• Seinfeld2000 in the intro to their interview with Wayne Knight:

    Look. i like to “goof around ” a lot on social media. But when youre talking to a screen & stage legend like Wayne Knight who is ENSCONSED in the seinfeld universe and emblazoned in popular cutlure, its time to get serious. im glad i did bc the result is honestly one of the best interviews in journalism history.

    This interview with the actor behind Seinfeld’s Newman character has the best ending to any celebrity interview, and is overall the best celebrity interview ever published by a website.

  • There is this draft of an essay I’ve been trying to write for a few weeks about how people don’t understand what free speech is. It isn’t something afforded to users of private websites. Private websites have choices in what they host beyond the legalities of their locality.

    When a user is banned from a private site for any reason their free speech rights haven’t been trampled because it isn’t their government doing the banning. When content is deleted from a website because a government tells them to, then their free speech rights have been violated. That’s the extent of it.

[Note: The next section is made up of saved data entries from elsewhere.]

PR #200, opened 2023-07-11
Feat: Typography transform="capitalize"

benjroy:
# Changes

Make `<Typography />` accept `transform="capitalize"`

# Why?

Working on implementing a design for a new `<LessonSchedulingRep />`:
https://www.figma.com/file/Y9IVAFSurWopQ7d6O2ucdx/Lesson-Rep?type=design&node-id=1-2877
image

The badges capitalize the words inside.
This particular text comes back as lowercase strings.
This allows them to display as designed without having to split apart the string and transform it in JS.

After:
image
image

Before:
image
image

### DIFF
--- a/.changeset/small-jeans-relate.md
+++ b/.changeset/small-jeans-relate.md
@@ -1,0 +1,5 @@
+---
+"@cambly/syntax-core": minor
+---
+
+Typography: add "capitalize" as potential value for 'transform' prop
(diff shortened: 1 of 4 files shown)


benjroy:
I'm going to close this because I wanted to use it inside of a `Badge`, but right now Badge only takes child text as a `string` and I don't want to expand that interface just for this.

PR #205, opened 2023-07-13
Add CheckboxGroup component

zprong:
image

image


packages/syntax-core/src/CheckboxGroup/CheckboxGroup.stories.tsx
```diff
@@ -0,0 +1,65 @@
+import { type StoryObj, type Meta } from "@storybook/react";
```
christianvuerings, line 1: @zprong can you make sure to run `pnpm run changeset` locally to add a changeset? This should be a minor change for `@cambly/syntax-core`

packages/syntax-core/src/CheckboxGroup/CheckboxGroup.tsx
```diff
@@ -0,0 +1,66 @@
...
+  const onChange = (
+    { target: { checked } }: React.ChangeEvent<HTMLInputElement>,
+    id: string,
+  ) => {
+    const updatedSelections = { ...selections, [id]: checked };
+    onFormChange(updatedSelections);
+  };
+
+  return (
+    <Box display="flex" direction="column" gap={3}>
```
christianvuerings, line 52: @zprong ideally folks would be able to use `CheckboxGroup` as follows:

```tsx
<CheckboxGroup>
  <Checkbox label="soccer">Soccer</Checkbox>
  <Checkbox label="baseball">Baseball</Checkbox>
  <Checkbox label="basketball">Basketball</Checkbox>
</CheckboxGroup>
```

That makes it more composable (everything is still a React element) and avoid use having to pass in big objects to components.

We can make `CheckboxGroup` dumb and not support other props so it would just be:
```tsx
<Box display="flex" direction="column" gap={3}>
  {children}
</Box>
```

If you do want it to be smarter, I would recommend using React context to pass the state around from `CheckboxGroup` to `Checkbox`.

A good example to look at:
* https://react-spectrum.adobe.com/react-spectrum/CheckboxGroup.html
* https://github.com/adobe/react-spectrum/blob/main/packages/%40react-spectrum/checkbox/src/CheckboxGroup.tsx

PR #207, opened 2023-07-20
LinkButton: add rel prop for best practices

somethiiing:
Missing rel prop for best practices.

Depending on the discussion on what happens re: `camblystrap` overriding css for `LinkButton` as well, might need a `!important`, but waiting on that to merge this.

### DIFF
--- a/packages/syntax-core/src/LinkButton/LinkButton.module.css
+++ b/packages/syntax-core/src/LinkButton/LinkButton.module.css
@@ -1,4 +1,5 @@
-.linkButton {
+.linkButton:focus,
+.linkButton:hover {
   text-decoration: none;
 }
 
--- a/packages/syntax-core/src/LinkButton/LinkButton.module.css
+++ b/packages/syntax-core/src/LinkButton/LinkButton.module.css
@@ -1,3 +1,7 @@
+.linkButton {
+  text-decoration: none;
+}
+
 .linkButton:focus,
 .linkButton:hover {
   text-decoration: none;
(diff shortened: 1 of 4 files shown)


packages/syntax-core/src/LinkButton/LinkButton.tsx
```diff
@@ -45,6 +46,19 @@ export default function LinkButton({
    *
    */
   target?: "_blank" | "_self" | "_parent" | "_top";
+  /**
+   * The target attribute specifies where to open the linked document.
+   *
+   */
+  rel?:
```
christianvuerings, line 53: @somethiiing this should be changed to `rel?: HTMLAttributes<HTMLAnchorElement>["rel"]` which will resolve to `rel?: string` since `rel` can take multiple values:
https://www.elegantthemes.com/blog/wordpress/rel-noopener-noreferrer-nofollow

packages/syntax-core/src/LinkButton/LinkButton.module.css
```diff
@@ -1,4 +1,5 @@
-.linkButton {
```
christianvuerings, line 1: @somethiiing we also need `.linkButton` here since it's the default styling https://syntax-git-linkbutton-add-rel-prop-for-best-practices-cambly.vercel.app/?path=/docs/components-linkbutton--docs

image

christianvuerings (approved):
Approving on the condition that the comments will be addressed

    Whenever any person, business, or project runs a website where users can submit comments or pictures or any kind of content there is a responsibility to moderate that content and remove anything that is at a minimum illegal. Most sites go the extra step of trying to encourage healthy discussion by attempting to remove trolls and other forms of harassment and objectionable content.

    In order to do that, sites have policies or rules that members must adhere to. It makes it much easier if instead of a community manager saying “this isn’t allowed” and banning a user, the site has a set of rules to point to and enforce. Good community managers want these policies and rules to be a tool of last resort. Usually the first level of escalation should be a private conversation with someone if their content isn’t completely out of line or spam.

    Here we are today in August of 2015 and Reddit has been operating with minimal policies in place for a little over a decade.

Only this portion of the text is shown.